= Beginning of Section =
PR #1033, opened 2025-02-17
Qt GUI: Use Edge WebView2 on Windows

cjee21:
It works! :)

I don't know where to put the WebView2 SDK so I just put it in a 'ThirdParty' folder.

The MSIX size after translations and this PR is now around 32MiB. This is with Qt DLLs plus Graph and FFmpeg plugins. May be able to reduce further by removing some unused DLLs (if any remain) or by static linking.

Screenshot 2025-02-17 192335

Screenshot 2025-02-17 192437

### DIFF
--- a/.github/workflows/MediaInfo-Qt_Checks.yml
+++ b/.github/workflows/MediaInfo-Qt_Checks.yml
@@ -3,12 +3,14 @@ name: MediaInfo-Qt Checks
 on:
   push:
     paths:
+      - '.github/workflows/MediaInfo-Qt_Checks.yml'
       - 'Project/QMake/GUI/**'
       - 'Source/GUI/Qt/**'
       - 'Source/Resource/**'
 
   pull_request:
     paths:
+      - '.github/workflows/MediaInfo-Qt_Checks.yml'
       - 'Project/QMake/GUI/**'
       - 'Source/GUI/Qt/**'
       - 'Source/Resource/**'
@@ -19,7 +21,7 @@ jobs:
     runs-on: windows-latest
     strategy:
       matrix:
-        architecture: [ x64 ]
+        architecture: [ x64, ARM64 ]
       fail-fast: false
     steps:
     - name: Checkout zlib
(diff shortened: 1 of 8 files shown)


cjee21:
Full ARM64 version of MediaInfo Qt now builds successfully as well. :)

JeromeMartinez (changes requested):
> It works! :)

Yeah!

> I don't know where to put the WebView2 SDK so I just put it in a 'ThirdParty' folder.

Here should be as much as possible the source, no SDK binaries but maye here a documentation about how to install it.
Then @g-maxime will put them in https://github.com/MediaArea/MediaArea-Utils-Binaries/tree/master/Windows

> The MSIX size after translations and this PR is now around 32MiB. This is with Qt DLLs plus Graph and FFmpeg plugins. May be able to reduce further by removing some unused DLLs (if any remain) or by static linking.

Plugins take ~16 MiB, that means 16 MiB for the main product, relatively small compared to nowadays packages but still 3x more than with VCL. @g-maxime will try a static build while adding the publication of Qt Windows version similar to what we do with other tools we have (but in ~1 month, other priorities).
Then if we start with the Microsoft Store, such size is not a problem anyway (people using the store don't really care of 10 or 30 MiB :) ).

> Full ARM64 version of MediaInfo Qt now builds successfully as well. :)

Great! We'll need the same package as the VCL one so we lose nothing compared to the VCL, even now, because if we release as an alternative of the VCL and/or Microsoft Store, I want that we test everything with that so we already have enough users doing tests before we replace the VCL version.

JeromeMartinez:
Also: there are binary files in the language related directory, I need to know how to recreate them.

cjee21:
> Also: there are binary files in the language related directory, I need to know how to recreate them.

You mean the .qm in the other PR? All are generated from the .cmd as mentioned in the README there.

JeromeMartinez:
> You mean the .qm in the other PR? All are generated from the .cmd as mentioned in the README there.

Mistake (they are in `microsoft.web.webview2.1.0.3065.39/tools/wv2winrt/*/System.CommandLine.resources.dll` so part of the third party which needs to be removed from here), I deleted the message and will delete this one.

cjee21:
Looks like Qt ARM64 builds successfully on GitHub Actions as well. I don't know why the compiler output is empty compared to x64 one though.

> Here should be as much as possible the source, no SDK binaries but maye here a documentation about how to install it.
Then @g-maxime will put them in https://github.com/MediaArea/MediaArea-Utils-Binaries/tree/master/Windows

I'll wait till the SDK are uploaded somewhere then. Need to edit some paths once I know the exact location and test to make sure all still builds. Also need to rebase and make a small edit due to conflict with the other PR anyway.

I do not know the best way to install this SDK. I cannot find it in Visual Studio installer and all Microsoft's guides and samples are using Visual Studio project and installs the SDK via nuget like what is done for winrt/wil on MediaInfo shell extension. I just downloaded the SDK nuget package and extracted the contents for this PR for now.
= End of Section =
TASK PROMPT:
Return the material above in full, word for word.

REPLY TO THE TASK:
PR #1033, opened 2025-02-17
Qt GUI: Use Edge WebView2 on Windows

cjee21:
It works! :)

I don't know where to put the WebView2 SDK so I just put it in a 'ThirdParty' folder.

The MSIX size after translations and this PR is now around 32MiB. This is with Qt DLLs plus Graph and FFmpeg plugins. May be able to reduce further by removing some unused DLLs (if any remain) or by static linking.

Screenshot 2025-02-17 192335

Screenshot 2025-02-17 192437

### DIFF
--- a/.github/workflows/MediaInfo-Qt_Checks.yml
+++ b/.github/workflows/MediaInfo-Qt_Checks.yml
@@ -3,12 +3,14 @@ name: MediaInfo-Qt Checks
 on:
   push:
     paths:
+      - '.github/workflows/MediaInfo-Qt_Checks.yml'
       - 'Project/QMake/GUI/**'
       - 'Source/GUI/Qt/**'
       - 'Source/Resource/**'
 
   pull_request:
     paths:
+      - '.github/workflows/MediaInfo-Qt_Checks.yml'
       - 'Project/QMake/GUI/**'
       - 'Source/GUI/Qt/**'
       - 'Source/Resource/**'
@@ -19,7 +21,7 @@ jobs:
     runs-on: windows-latest
     strategy:
       matrix:
-        architecture: [ x64 ]
+        architecture: [ x64, ARM64 ]
       fail-fast: false
     steps:
     - name: Checkout zlib
(diff shortened: 1 of 8 files shown)


cjee21:
Full ARM64 version of MediaInfo Qt now builds successfully as well. :)

JeromeMartinez (changes requested):
> It works! :)

Yeah!

> I don't know where to put the WebView2 SDK so I just put it in a 'ThirdParty' folder.

Here should be as much as possible the source, no SDK binaries but maye here a documentation about how to install it.
Then @g-maxime will put them in https://github.com/MediaArea/MediaArea-Utils-Binaries/tree/master/Windows

> The MSIX size after translations and this PR is now around 32MiB. This is with Qt DLLs plus Graph and FFmpeg plugins. May be able to reduce further by removing some unused DLLs (if any remain) or by static linking.

Plugins take ~16 MiB, that means 16 MiB for the main product, relatively small compared to nowadays packages but still 3x more than with VCL. @g-maxime will try a static build while adding the publication of Qt Windows version similar to what we do with other tools we have (but in ~1 month, other priorities).
Then if we start with the Microsoft Store, such size is not a problem anyway (people using the store don't really care of 10 or 30 MiB :) ).

> Full ARM64 version of MediaInfo Qt now builds successfully as well. :)

Great! We'll need the same package as the VCL one so we lose nothing compared to the VCL, even now, because if we release as an alternative of the VCL and/or Microsoft Store, I want that we test everything with that so we already have enough users doing tests before we replace the VCL version.

JeromeMartinez:
Also: there are binary files in the language related directory, I need to know how to recreate them.

cjee21:
> Also: there are binary files in the language related directory, I need to know how to recreate them.

You mean the .qm in the other PR? All are generated from the .cmd as mentioned in the README there.

JeromeMartinez:
> You mean the .qm in the other PR? All are generated from the .cmd as mentioned in the README there.

Mistake (they are in `microsoft.web.webview2.1.0.3065.39/tools/wv2winrt/*/System.CommandLine.resources.dll` so part of the third party which needs to be removed from here), I deleted the message and will delete this one.

cjee21:
Looks like Qt ARM64 builds successfully on GitHub Actions as well. I don't know why the compiler output is empty compared to x64 one though.

> Here should be as much as possible the source, no SDK binaries but maye here a documentation about how to install it.
Then @g-maxime will put them in https://github.com/MediaArea/MediaArea-Utils-Binaries/tree/master/Windows

I'll wait till the SDK are uploaded somewhere then. Need to edit some paths once I know the exact location and test to make sure all still builds. Also need to rebase and make a small edit due to conflict with the other PR anyway.

I do not know the best way to install this SDK. I cannot find it in Visual Studio installer and all Microsoft's guides and samples are using Visual Studio project and installs the SDK via nuget like what is done for winrt/wil on MediaInfo shell extension. I just downloaded the SDK nuget package and extracted the contents for this PR for now.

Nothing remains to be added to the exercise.